EFNA4 promotes cell proliferation and tumor metastasis in hepatocellular carcinoma through a PIK3R2/GSK3β/β-catenin positive feedback loop

Rapid tumor progression, metastasis, and diagnosis in advanced stages of disease are the main reasons for the short survival time and high mortality rate of patients with hepatocellular carcinoma (HCC). Ephrin A4 (EFNA4), the ligand of the EPH family, participates in the development of blood vessels and epithelium by regulating cell migration and rejection. In our study, based on bioinformatics analyses, we found that EFNA4 was highly expressed and led to poor prognosis in patients with HCC. We demonstrated that overexpression of EFNA4 significantly promoted HCC cell proliferation and migration in vivo or in vitro. In addition, knockdown of EFNA4 inhibited the proliferation and migration of HCC cells. Furthermore, EFNA4 was found to directly interact with EPHA2 and promote its phosphorylation at Ser897, followed by recruitment of phosphoinositide-3-kinase regulatory subunit 2 (PIK3R2) and activation of the glycogen synthase kinase-3beta (GSK3 beta/beta-catenin signaling pathway.

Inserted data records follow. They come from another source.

Issue #2820, opened 2016-10-19
"No workspace selected. Unable to open IDE" displayed while opening the IDE


slemeur:
There is a odd message displayed while loading the IDE as an iframe from the dashboard.

![loading-bug-no-workspace-loaded](https://cloud.githubusercontent.com/assets/1636769/19511662/6f286f92-95e8-11e6-8190-dcaa257688ef.png)

See attached animated gif:
![loading-bug-che](https://cloud.githubusercontent.com/assets/1636769/19511746/db5bbd90-95e8-11e6-9883-57f60fe6e3bd.gif)

See issue: https://github.com/codenvy/codenvy/issues/985

We need to display this message, only when it is accurate and no workspace has been selected. We should not display it while opening the IDE.
We need to remove the placeholder message from:
https://github.com/eclipse/che/blob/master/dashboard/src/app/ide/ide.html

**Che version:**    5.0.0-M5

**Additional information:**
- Problem started happening recently, didn't happen in an older version of Che: No
- Problem can be reliably reproduced, doesn't happen randomly: No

Moreover, overexpression of beta-catenin further promoted the expression of PIK3R2, which formed a positive feedback loop. The results revealed that abnormal expression of EFNA4 is the main switch of the PIK3R2/GSK3 beta/beta-catenin loop that influenced the proliferation and migration of HCC cells and suggest that EFNA4 is a potential prognostic marker and a prospective therapeutic target in patients with HCC.